Goodman, A. M.  (2021). Using holistic design and technology to stimulate critical thinking in mathematical modeling.  In Wen, Y., Wu, Y. J., Qi, G., Guo, S. C., Spector, J. M., Chelliah, S., Kinshuk, Lan, Y. J. (Eds.) Expanding Global Horizons Through Technology Enhanced Language Learning [In print April 19, 2021]. Springer.

This is a collaboration with my colleagues Aubrey Rieder and Scott Moran.  Aubrey is an Education Consultant (EC) with Oracle NetSuite.  With their permission, we conducted a study to determine how ECs perceived the training they received on Adobe Captivate.  We presented our analysis at the SITE Interactive Online 2020 Conference.

Rieder, A.T., Goodman, A. & Moran, S. (2020). Analyzing education consultants’ perceived quality of adobe captivate training through an integrated structuration model of technology. In Proceedings of SITE Interactive Online 2020 Conference (pp. 217-226). Association for the Advancement of Computing in Education (AACE). Retrieved from

At the time of this report, the Baylor University Mathematics Department used a student's score on the ALEKS (Assessment and LEarning in Knowledge Spaces) mathematics placement exam as the sole determining factor for course registration.  This report, conducted in collaboration with my colleagues Scott Moran and Aubrey Rieder, examines the correlation between student scores on the ALEKS mathematics placement exam and those students' final grades in Calculus I.  All students in this study had the same instructor and completed the same assessments and assignments on the same schedule.  Our conclusion was that ALEKS placement test scores and final grades in Calculus I were not correlated.  Furthermore, we recommended that the department consider more than one datum when determining mathematics course placement.

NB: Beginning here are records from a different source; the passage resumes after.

PR #4457, opened 2022-09-15
VPN-2882 - Add header to tutorials tab

brizental:


brizental:
@MattLichtenstein Any idea why this change broke the tutorial tests? It's the same thing as last time we spoke, it can't find the highlighted tutorial... None of the object names changed or anything I don't get it /o\

MattLichtenstein:
> @MattLichtenstein Any idea why this change broke the tutorial tests? It's the same thing as last time we spoke, it can't find the highlighted tutorial... None of the object names changed or anything I don't get it /o\

The object names haven't changed, but the nesting structure has.

Any component created by a Repeater (and Loader I believe as well - @bakulf can you confirm?) can only be accessed through it's parent.

We went from:

`VPNTutorialList (GridLayout) > Repeater`

to:

`ColumnLayout > Repeater > VPNTipsAndTricksSection (ColumnLayout) > Loader > VPNTutorialList (GridLayout) > Repeater`

So we'll have to set the `objectName` property for all the new nesting components. A little messy, but I believe it is the only way to gain access to these components. It should look something like this: 

Screen Shot 2022-09-15 at 1 57 32 PM
Screen Shot 2022-09-15 at 1 58 06 PM
Screen Shot 2022-09-15 at 1 58 40 PM

brizental:
> The object names haven't changed, but the nesting structure has.

Actually it hasn't. The nesting structure changes on the "Tutorials" tab but not on the "All" tab, which is where the tests broke... The change makes sense to me, even though I don't like it!

Thank you so much for looking into this though. I'll apply the suggestions!

MattLichtenstein (approved):

PR #4458, opened 2022-09-15
VPN-2883 - Do not send new message notifications to logged out users

brizental:


tests/unit/addons/message2.json
```diff
@@ -4,13 +4,14 @@
   "name": "Test Message 2",
   "translatable": false,
   "type": "message",
-  "conditions": { },
+  "conditions": {
+    "end_time": 1599424544
```
bakulf, line 8: this is in the past. So message2 will not be loaded.

bakulf (approved):

tests/unit/addons/message2.json
brizental: yeap that is on purpose. that was the way i found to load the message and be sure it is disabled.

PR #4459, opened 2022-09-15
Recompute the device-limit view when the device is removed - VPN-2847

bakulf:
I moved the logic in `deviceRemoved()`

### DIFF
--- a/src/inspector/inspectorhandler.cpp
+++ b/src/inspector/inspectorhandler.cpp
@@ -25,6 +25,7 @@
 #include "settingsholder.h"
 #include "task.h"
 #include "urlopener.h"
+#include "websocket/pushmessage.h"
 
 #include <functional>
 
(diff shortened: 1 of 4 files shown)


src/mozillavpn.cpp
```diff
@@ -662,36 +681,19 @@ void MozillaVPN::removeDeviceFromPublicKey(const QString& publicKey) {
...
-    }
+  // Let's inform the UI about what is going to happen.
+  emit deviceRemoving(publicKey);
+  TaskScheduler::scheduleTask(new TaskRemoveDevice(publicKey));
 
-    maybeStateMain();
-  }));
+  if (m_state != StateDeviceLimit) {
+    // To have a faster UI, we inform the device-model that this public key
+    // is going to be removed.
```
brizental, line 694: At which point is the UI informed about the device removal, here, on line 688 or both? And if both, why? This is confusing.

brizental (changes requested):
Would it be possible to write a test for this behaviour?

src/inspector/inspectorhandler.cpp
```diff
@@ -939,6 +940,22 @@ static QList<InspectorCommand> s_commands{
...
+          payload["publicKey"] = QString(arguments[1]);
+
+          QJsonObject msg;
+          msg["type"] = "DEVICE_DELETED";
+          msg["payload"] = payload;
+
+          PushMessage message(QJsonDocument(msg).toJson());
+          message.executeAction();
+          return QJsonObject();
+        }},
```
brizental, line 958: Nice!

brizental (approved):

tests/functional/testDevices.js
```diff
@@ -169,8 +169,126 @@ describe('Devices', function() {
...
+      await vpn.waitForElementProperty('deviceListView', 'visible', 'true');
+
+      await vpn.waitForElement('deviceLimitHeader');
+      await vpn.waitForElementProperty('deviceLimitHeader', 'visible', 'true');
+
+      const key = UserData.devices[0].pubkey;
+      UserData.devices.splice(0, 1);
+      await vpn.sendPushMessageDeviceDeleted(key);
+
+      await vpn.waitForElement('controllerTitle');
```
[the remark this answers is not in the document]
bakulf: It means that the UI shows the controller main view. The title is "VPN is On" or things like this.

Issue #3682, opened 2022-06-06
[foxfooding] Random VPN location is unexpected


pdehaan:
> _"The apparently random selection of the first VPN location is surprising. Or I presume it's random; why otherwise would the desktop client have picked Bucharest for me, and the Android client Vienna?"_

┆Issue is synchronized with this [Jira Task](https://mozilla-hub.atlassian.net/browse/VPN-2333)

strseb:
Closing this as we as of 2.14 select the closest location based on ping :)

PR #4467, opened 2022-09-15
Experiment: Auto-select server via GeoIP proximity

oskirby:
## Description
A significant number of our users will often find themselves installing the VPN client, and using it in its default configuration indefinitely, meaning that they may never actually change their server away from the randomly-selected initial value. This can result in poor VPN performance if the random selection chooses a server on the opposite side of the internet.

A better approach for this initial selection would be to choose the nearest location and hope that it happens to correlate to the best network performance.

At present, we don't receive the client's latitude and longitude from the guardian, so for a proof of concept we are making use of a third party API to receive GeoIP data.

## Reference
Issue #3682 ([VPN-2333](https://mozilla-hub.atlassian.net/browse/VPN-2333))

## Checklist
- [ ] Implement or update a guardian API to provide GeoIP data (latitude/longitude).

### DIFF
--- a/src/cmake/sources.cmake
+++ b/src/cmake/sources.cmake
@@ -314,6 +314,8 @@ target_sources(mozillavpn PRIVATE
     tasks/sendfeedback/tasksendfeedback.h
     tasks/servers/taskservers.cpp
     tasks/servers/taskservers.h
+    tasks/serverselect/taskserverselect.cpp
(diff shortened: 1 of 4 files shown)


oskirby:
Closing this PR for now, I will pick the work back up once 1.28 is released to Guardian staging.

PR #4481, opened 2022-09-19
VPN-2886 - Fix warning about titleComponent not being defined

brizental:
Not sure why this warning was only showing on the Tips & Tricks page. AFAICT it could be shown in any page (?).

### DIFF
--- a/nebula/ui/components/VPNViewBase.qml
+++ b/nebula/ui/components/VPNViewBase.qml
@@ -15,7 +15,6 @@ Item {
 
    property string _menuTitle: ""
    property var _menuOnBackClicked
-   property var titleComponent
    property alias _viewContentData: viewContent.data
    property alias _interactive: vpnFlickable.interactive
 
--- a/nebula/ui/components/VPNViewBase.qml
+++ b/nebula/ui/components/VPNViewBase.qml
@@ -21,7 +21,7 @@ Item {
 
    anchors {
        top: if (parent) parent.top
-       topMargin:  _menuTitle !== "" || titleComponent || rightMenuButton ? VPNTheme.theme.menuHeight : 0
+       topMargin: menu.visible ? VPNTheme.theme.menuHeight : 0
    }
 
    Rectangle {
--- a/nebula/ui/components/VPNViewBase.qml
+++ b/nebula/ui/components/VPNViewBase.qml
@@ -15,6 +15,7 @@ Item {
 
    property string _menuTitle: ""
    property var _menuOnBackClicked
+   property var titleComponent
    property alias _viewContentData: viewContent.data
    property alias _interactive: vpnFlickable.interactive
 
--- a/src/ui/screens/tipsAndTricks/ViewTipsAndTricks.qml
+++ b/src/ui/screens/tipsAndTricks/ViewTipsAndTricks.qml
@@ -79,6 +79,7 @@ VPNViewBase {
             // All
             VPNViewBase {
                 objectName: 'allTab'
+                anchors.topMargin: 0
 
                 _viewContentData: ColumnLayout {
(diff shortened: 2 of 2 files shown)


nebula/ui/components/VPNViewBase.qml
```diff
@@ -15,6 +15,7 @@ Item {
 
    property string _menuTitle: ""
    property var _menuOnBackClicked
+   property var titleComponent
```
MattLichtenstein, line 18: You're still going to have the same issue with `rightMenuButton` - but anyways, all this is doing is creating an undefined variable - we need to refer to the the `titleComponent` and `rightButtonComponent` variables from  the VPNMenu component set in VPNScreenBase. We could just change 

`topMargin: _menuTitle !== "" || titleComponent || rightMenuButton ? VPNTheme.theme.menuHeight : 0`

to: 

`topMargin: _menuTitle !== "" || menu.titleComponent || menu.rightMenuButton ? VPNTheme.theme.menuHeight : 0`

but that same check is actually already done in [VPNMenu](https://github.com/mozilla-mobile/mozilla-vpn-client/blob/main/nebula/ui/components/VPNMenu.qml#L32) - so really we can just say `topMargin: menu.visible ? VPNTheme.theme.menuHeight : 0`

brizental: > all this is doing is creating an undefined variable

Yes I am aware, but QML is not happy when we refer to a variable that has not been declared. Declaring it, event hough in practice it should all be the same, removes the error message.

> so really we can just say topMargin: menu.visible ? VPNTheme.theme.menuHeight : 0

This does not work as expected. I did not dig to figre out why, but for the TipsAndTricks view for example it end up giving a false positive.

You are right about the `rightButtonComponent`, I guess we did not see the error for that before because it was declared somewhere. Maybe I can just declare that one as empty varible like so:

```suggestion
   property var titleComponent
   property var rightButtonComponent
```

WDYT?

MattLichtenstein: > Yes I am aware, but JavaScript is not happy when we refer to a variable that has not been declared. The only intent i have in declaring it, is to suppress the error message.

Right, I suppose this would just be something of a bandaid solution though

> You are right about the rightButtonComponent, I guess we did not see the error for that before because it was declared somewhere. Maybe I can just declare that one as empty varible like so:

You wouldn't see it because the line was erroring on the `titleComponent` part and short circuiting 😅

> This does not work as expected. I did not dig to figure out why, but for the TipsAndTricks view for example it end up giving a false positive.

I assume you mean it didn't work visually. Probably some extra margin at the top because all of the tabs in tips and tricks utilize `VPNViewBase` and are adding an extra menu-height's worth of top margin. Try adding `anchors.topMargin: 0` to all of the `VPNViewBase` components in the tips and tricks view

brizental: That worked. Sorry for the delay here, this fell through the cracks.

MattLichtenstein: Does that mean we can remove `property var titleComponent`?

brizental:
```suggestion
```

brizental: Ah, looks like I did that already in my second commit.

brizental: ...or github just has a bug and no I haven't. Help me out here GitHub!!

brizental: Ha, you can't apply a suggestion on a resolved thread. TIL!

MattLichtenstein (approved):
🥳

PR #4455, opened 2022-09-14
Cross-Plattform Crash Reporting

strseb:
## Description

This PR adds experimental crash reporting support using sentry-native. 
The feature is disabled by default, only enabled when we're on guardian-stage. 

By Crossplattform, i mean osx and windows for now :) - Linux should be straightforward to add, i don't have a vm to test that on right now. 

Android & iOS are theoretically supported. We need to either figurre out how to get this into the qmake structure, or port those plattforms finally to cmake again like (#4301) 

##Ref 
https://mozilla-hub.atlassian.net/browse/VPN-2822

## Checklist
    
- [x] My code follows the style guidelines for this project
- [ ] I have not added any packages that contain high risk or unknown licenses (GPL,  LGPL, MPL, etc. consult with DevOps if in question)  -> I DID. 
- [x] I have performed a self review of my own code
- [x] I have commented my code PARTICULARLY in hard to understand areas
- [ ] I have added thorough tests where needed

PR #4484, opened 2022-09-19
Cross-Plattform Crash Reporting: Add Android Support

strseb:
This adds support to report crashes & errors for android to #4455


.github/workflows/linters.yaml
```diff
@@ -28,7 +28,7 @@ jobs:
         run: |
           auth_header="$(git config --local --get http.https://github.com/.extraheader)"
           git submodule sync --recursive
-          git -c "http.extraheader=$auth_header" -c protocol.version=2 submodule update --init --force --recursive --depth=1
+          git -c "http.extraheader=$auth_header" -c protocol.version=2 submodule update --init --force --recursive --depth=2
```
bakulf, line 31: Why?

src/sentry/sentryadapter.cpp
```diff
@@ -14,10 +14,13 @@
 #include "logger.h"
 #include "settingsholder.h"
 #include "mozillavpn.h"
+#include "tasks/sentry/tasksentry.h"
+#include "taskscheduler.h"
 
 namespace {
 SentryAdapter* s_instance = nullptr;
 Logger logger(LOG_MAIN, "Sentry");
+void* transport_state = 0;
```
bakulf, line 23: 1. Nullptr
2. Where do you change this value?

bakulf (changes requested):

.github/workflows/linters.yaml
strseb: the sentry_native repo itself has submodules: 
https://github.com/getsentry/sentry-native/tree/master/external

PR #4487, opened 2022-09-19
Emit Glean pings on addon, message state changes

lesleyjanenorton:
## Description

    Describe your changes

## Reference

    i.e Jira or Github issue URL

## Checklist
    
### DIFF
--- a/glean/metrics.yaml
+++ b/glean/metrics.yaml
@@ -45,7 +45,6 @@ sample:
           Installed, Enabled, or Disabled
         type: string
 
-
   addon_message_state_changed:
     type: event
     lifetime: ping
@@ -73,13 +72,13 @@ sample:
         type: string
 
 
-  addon_message_cta_clicked:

This paper presents a literature review of research that addresses the question of whether students in online and face-to-face mathematics classes achieve the same or similar learning outcomes.  I examined three studies that concluded there is a statistically significant difference in measurable learning outcomes between the modalities and three studies that found there was no significant difference.  One final study bridged the gap between these conclusions and stressed the importance of consistent pedagogical expectations across formats.  An unexpected revelation (for me) was that this question could be considered a special case of the Clark/Kozma debate over media and method.

Using Berge's (1995) Model of Instructor's Roles as a theoretical framework, this paper from 2019 reviews literature related to instructor roles in an online environment.  Instructor roles are considered from both the instructor's and the student's perspective.  The final analysis revealed that instructor's were almost implicitly expected to fulfill pedagogical and managerial roles.  Social and technological roles were also honorably mentioned for instructors of online courses.

Also from 2019, this work reviews the literature related to precise language in teaching and learning mathematics.  Educator-educator, educator-learner, and learner-other learner-educator interactions with mathematical language are all considered.  Through each type of interaction, the necessity of precise mathematical language is revealed and underscored.  In particular, it is critical that educators model precise mathematical language.